**What to work on**: Please copy out the records that follow, word for word.

Content starts

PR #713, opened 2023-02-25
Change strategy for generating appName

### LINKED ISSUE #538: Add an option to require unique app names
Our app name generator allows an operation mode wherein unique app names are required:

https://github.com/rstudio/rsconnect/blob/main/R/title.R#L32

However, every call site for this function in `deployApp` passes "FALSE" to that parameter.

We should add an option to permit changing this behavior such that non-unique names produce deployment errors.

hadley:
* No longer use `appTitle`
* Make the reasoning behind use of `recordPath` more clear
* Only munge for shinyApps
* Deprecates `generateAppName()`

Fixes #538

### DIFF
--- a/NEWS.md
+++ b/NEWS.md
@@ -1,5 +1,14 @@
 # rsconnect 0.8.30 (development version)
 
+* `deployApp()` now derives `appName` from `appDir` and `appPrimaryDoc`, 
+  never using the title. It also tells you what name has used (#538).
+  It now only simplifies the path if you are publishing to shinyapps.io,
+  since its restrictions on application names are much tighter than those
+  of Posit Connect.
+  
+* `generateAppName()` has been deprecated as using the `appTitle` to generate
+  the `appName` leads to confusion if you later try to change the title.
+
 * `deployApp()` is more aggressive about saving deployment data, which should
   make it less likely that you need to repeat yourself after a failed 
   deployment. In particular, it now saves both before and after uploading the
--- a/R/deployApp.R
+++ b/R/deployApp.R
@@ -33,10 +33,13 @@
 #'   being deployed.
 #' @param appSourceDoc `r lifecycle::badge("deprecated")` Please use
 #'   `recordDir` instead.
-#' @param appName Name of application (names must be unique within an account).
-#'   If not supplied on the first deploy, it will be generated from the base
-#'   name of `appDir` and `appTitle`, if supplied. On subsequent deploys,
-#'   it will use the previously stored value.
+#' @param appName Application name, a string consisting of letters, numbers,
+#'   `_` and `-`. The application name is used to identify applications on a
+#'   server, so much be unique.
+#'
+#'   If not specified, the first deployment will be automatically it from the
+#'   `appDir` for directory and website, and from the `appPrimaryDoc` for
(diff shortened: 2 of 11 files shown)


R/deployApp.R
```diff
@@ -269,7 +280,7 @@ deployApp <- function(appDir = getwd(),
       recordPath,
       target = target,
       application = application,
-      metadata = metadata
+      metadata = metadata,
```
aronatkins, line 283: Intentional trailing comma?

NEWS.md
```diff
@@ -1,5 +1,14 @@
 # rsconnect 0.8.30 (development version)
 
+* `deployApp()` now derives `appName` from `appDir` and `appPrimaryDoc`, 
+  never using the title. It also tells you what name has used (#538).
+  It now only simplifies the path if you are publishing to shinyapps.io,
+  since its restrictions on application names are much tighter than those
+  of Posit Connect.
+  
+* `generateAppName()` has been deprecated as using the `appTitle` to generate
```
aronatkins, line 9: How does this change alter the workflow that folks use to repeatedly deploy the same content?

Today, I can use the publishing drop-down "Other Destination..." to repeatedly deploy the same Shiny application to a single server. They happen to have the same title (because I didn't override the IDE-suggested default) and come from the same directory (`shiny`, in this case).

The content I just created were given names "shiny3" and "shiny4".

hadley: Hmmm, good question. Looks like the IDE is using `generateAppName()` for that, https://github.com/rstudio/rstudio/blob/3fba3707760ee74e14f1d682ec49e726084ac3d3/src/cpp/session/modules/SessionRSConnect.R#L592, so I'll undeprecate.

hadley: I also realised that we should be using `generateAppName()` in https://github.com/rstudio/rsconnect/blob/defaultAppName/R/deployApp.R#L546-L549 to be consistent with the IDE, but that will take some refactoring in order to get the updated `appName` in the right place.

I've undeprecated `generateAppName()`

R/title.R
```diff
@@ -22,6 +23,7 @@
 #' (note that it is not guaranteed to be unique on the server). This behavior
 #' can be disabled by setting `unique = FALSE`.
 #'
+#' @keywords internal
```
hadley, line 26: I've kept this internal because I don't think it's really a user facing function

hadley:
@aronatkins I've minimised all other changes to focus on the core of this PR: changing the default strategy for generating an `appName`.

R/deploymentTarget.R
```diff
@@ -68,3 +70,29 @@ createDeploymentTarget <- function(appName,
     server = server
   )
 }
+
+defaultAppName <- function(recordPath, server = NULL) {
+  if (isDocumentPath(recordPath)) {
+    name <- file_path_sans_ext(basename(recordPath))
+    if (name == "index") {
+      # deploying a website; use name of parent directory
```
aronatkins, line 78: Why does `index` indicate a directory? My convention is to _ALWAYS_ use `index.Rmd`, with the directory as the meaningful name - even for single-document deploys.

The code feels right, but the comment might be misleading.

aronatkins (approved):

Content ends

**Your solution**:
PR #713, opened 2023-02-25
Change strategy for generating appName

### LINKED ISSUE #538: Add an option to require unique app names
Our app name generator allows an operation mode wherein unique app names are required:

https://github.com/rstudio/rsconnect/blob/main/R/title.R#L32

However, every call site for this function in `deployApp` passes "FALSE" to that parameter.

We should add an option to permit changing this behavior such that non-unique names produce deployment errors.

hadley:
* No longer use `appTitle`
* Make the reasoning behind use of `recordPath` more clear
* Only munge for shinyApps
* Deprecates `generateAppName()`

Fixes #538

### DIFF
--- a/NEWS.md
+++ b/NEWS.md
@@ -1,5 +1,14 @@
 # rsconnect 0.8.30 (development version)
 
+* `deployApp()` now derives `appName` from `appDir` and `appPrimaryDoc`, 
+  never using the title. It also tells you what name has used (#538).
+  It now only simplifies the path if you are publishing to shinyapps.io,
+  since its restrictions on application names are much tighter than those
+  of Posit Connect.
+  
+* `generateAppName()` has been deprecated as using the `appTitle` to generate
+  the `appName` leads to confusion if you later try to change the title.
+
 * `deployApp()` is more aggressive about saving deployment data, which should
   make it less likely that you need to repeat yourself after a failed 
   deployment. In particular, it now saves both before and after uploading the
--- a/R/deployApp.R
+++ b/R/deployApp.R
@@ -33,10 +33,13 @@
 #'   being deployed.
 #' @param appSourceDoc `r lifecycle::badge("deprecated")` Please use
 #'   `recordDir` instead.
-#' @param appName Name of application (names must be unique within an account).
-#'   If not supplied on the first deploy, it will be generated from the base
-#'   name of `appDir` and `appTitle`, if supplied. On subsequent deploys,
-#'   it will use the previously stored value.
+#' @param appName Application name, a string consisting of letters, numbers,
+#'   `_` and `-`. The application name is used to identify applications on a
+#'   server, so much be unique.
+#'
+#'   If not specified, the first deployment will be automatically it from the
+#'   `appDir` for directory and website, and from the `appPrimaryDoc` for
(diff shortened: 2 of 11 files shown)


R/deployApp.R
```diff
@@ -269,7 +280,7 @@ deployApp <- function(appDir = getwd(),
       recordPath,
       target = target,
       application = application,
-      metadata = metadata
+      metadata = metadata,
```
aronatkins, line 283: Intentional trailing comma?

NEWS.md
```diff
@@ -1,5 +1,14 @@
 # rsconnect 0.8.30 (development version)
 
+* `deployApp()` now derives `appName` from `appDir` and `appPrimaryDoc`, 
+  never using the title. It also tells you what name has used (#538).
+  It now only simplifies the path if you are publishing to shinyapps.io,
+  since its restrictions on application names are much tighter than those
+  of Posit Connect.
+  
+* `generateAppName()` has been deprecated as using the `appTitle` to generate
```
aronatkins, line 9: How does this change alter the workflow that folks use to repeatedly deploy the same content?

Today, I can use the publishing drop-down "Other Destination..." to repeatedly deploy the same Shiny application to a single server. They happen to have the same title (because I didn't override the IDE-suggested default) and come from the same directory (`shiny`, in this case).

The content I just created were given names "shiny3" and "shiny4".

hadley: Hmmm, good question. Looks like the IDE is using `generateAppName()` for that, https://github.com/rstudio/rstudio/blob/3fba3707760ee74e14f1d682ec49e726084ac3d3/src/cpp/session/modules/SessionRSConnect.R#L592, so I'll undeprecate.

hadley: I also realised that we should be using `generateAppName()` in https://github.com/rstudio/rsconnect/blob/defaultAppName/R/deployApp.R#L546-L549 to be consistent with the IDE, but that will take some refactoring in order to get the updated `appName` in the right place.

I've undeprecated `generateAppName()`

R/title.R
```diff
@@ -22,6 +23,7 @@
 #' (note that it is not guaranteed to be unique on the server). This behavior
 #' can be disabled by setting `unique = FALSE`.
 #'
+#' @keywords internal
```
hadley, line 26: I've kept this internal because I don't think it's really a user facing function

hadley:
@aronatkins I've minimised all other changes to focus on the core of this PR: changing the default strategy for generating an `appName`.

R/deploymentTarget.R
```diff
@@ -68,3 +70,29 @@ createDeploymentTarget <- function(appName,
     server = server
   )
 }
+
+defaultAppName <- function(recordPath, server = NULL) {
+  if (isDocumentPath(recordPath)) {
+    name <- file_path_sans_ext(basename(recordPath))
+    if (name == "index") {
+      # deploying a website; use name of parent directory
```
aronatkins, line 78: Why does `index` indicate a directory? My convention is to _ALWAYS_ use `index.Rmd`, with the directory as the meaningful name - even for single-document deploys.

The code feels right, but the comment might be misleading.

aronatkins (approved):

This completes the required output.